Assume that we have a homogeneous space $M\simeq G/H$, where $G$ acts on $M$ transitively, and $H$ corresponds to the stabilizer of a generic point $x_0$, identified with the trivial coset $eH$.
Suppose that we are lucky enough so that the dimension of $M$ is even, and therefore we can endow the tangent space at the marked point $x_0$ with a nondegenerate skew-symmetric bilinear form $\omega_0$.
I am not very familiar with symplectic homogeneous spaces, so I am looking for general arguments or references towards answering the question:
QUESTION: what are the obstructions to left-translate the skew-symmetric bilinear form by transitivity of the action and end up with an honest symplectic structure $\omega$ on $M$?

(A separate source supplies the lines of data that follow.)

PR #3005, opened 2026-03-09
GO-6612 Add single-change indent operation for list blocks

KirillSto:
## Summary
- Add indent operation handling in `Move()` that keeps children at the original parent level when a block is indented into a sibling
- When a single block with children is moved to `Inner` position of a sibling, children are unlinked from the block and inserted at the block's original position in the parent
- This ensures the entire indent is a single change for correct undo behavior and preserves visual block ordering
- Add comprehensive tests covering: basic indent with children, indent without children, last block indent, non-sibling moves, multi-block moves, and numbered list items

## Test plan
- [x] Unit tests for indent with children — children moved to original parent level
- [x] Unit tests for indent without children — no special behavior
- [x] Unit tests for indent of last block — children appended to parent
- [x] Unit tests for non-sibling target — children stay with block
- [x] Unit tests for multi-block move — no indent logic applied
- [x] Unit tests for numbered list items — correct ordering preserved

### DIFF
--- a/core/block/editor/basic/basic.go
+++ b/core/block/editor/basic/basic.go
@@ -104,9 +104,8 @@ type outdentOpContext struct {
 }
 
 type indentOpContext struct {
+	blockId     string   // the block being indented
 	childrenIds []string // copy of block's children before the move
-	nextSibling string   // sibling after the block in original parent, or empty
-	parentId    string   // original parent id
 }
 
 func NewBasic(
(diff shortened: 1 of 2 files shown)


core/block/editor/basic/basic.go
```diff
@@ -387,6 +407,69 @@ func processOutdentOperation(opCtx *outdentOpContext, srcState *state.State, tar
 	return nil
 }
 
+func collectIndentContext(srcState *state.State, block simple.Block, targetBlockId string) *indentOpContext {
```
deff7, line 410: Maybe create an indent context only if we have a proper `pos`?

Like this check in `processIndentOperation`:
```go
if pos != model.Block_Inner && pos != model.Block_InnerFirst {
		return nil
	}
```

KirillSto: Done!

deff7 (approved):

If $H$ were trivial, and $G$ is compact, this could be done at least in two (a priori) different ways: pick a $G$-invariant metric on $M\simeq G$ by averaging any non-invariant one, then defining $\omega|_g = (g^{-1})^*\omega|_e$. This is a $G$-invariant 2-form on $G$ and it is therefore $\nabla^g$-parallel (Levi-Civita connection). A general argument shows that parallel forms (w.r.t. any torsion-free connection) are closed, so $\omega$ is indeed a symplectic form.

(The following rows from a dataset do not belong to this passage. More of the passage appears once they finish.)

PR #3037, opened 2026-03-23
GO-6752 Add homepage setting with migrations and fallback

KirillSto:
# GO-6752 Channel Unification: Homepage Setting

## Summary

Implements a synchronized space-level homepage setting that determines which object opens by default when a user enters a space. Deprecates `SpaceUxType` in favour of a new `SpaceType` enum derived from the space header.

### New `homepage` relation & `SetHomepage` command
- Add `homepage` relation (longtext, read-write) to store the default opening object per space (`"widgets"`, object ID, or empty string)
- Add `Rpc.Workspace.SetHomepage` command that sets homepage via `SetSpaceInfo`
- Remove old `ObjectWorkspaceSetDashboard` command and `SetWorkspaceDashboardId` method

Alternatively, $G$ being a Lie group, it is parellalizable, so we are tasked with endowing the trivial even-rank tangent bundle with a skew-symmetric bilinear form, which is easily done.
Motivation and actual problem I want to solve: I want to be able to see the Kähler structure of the "Siegel Upper Half Space" $\frac{Sp(2n,\mathbb{R})}{U(n)}$ by identifying first its symplectic form and then its complex structure.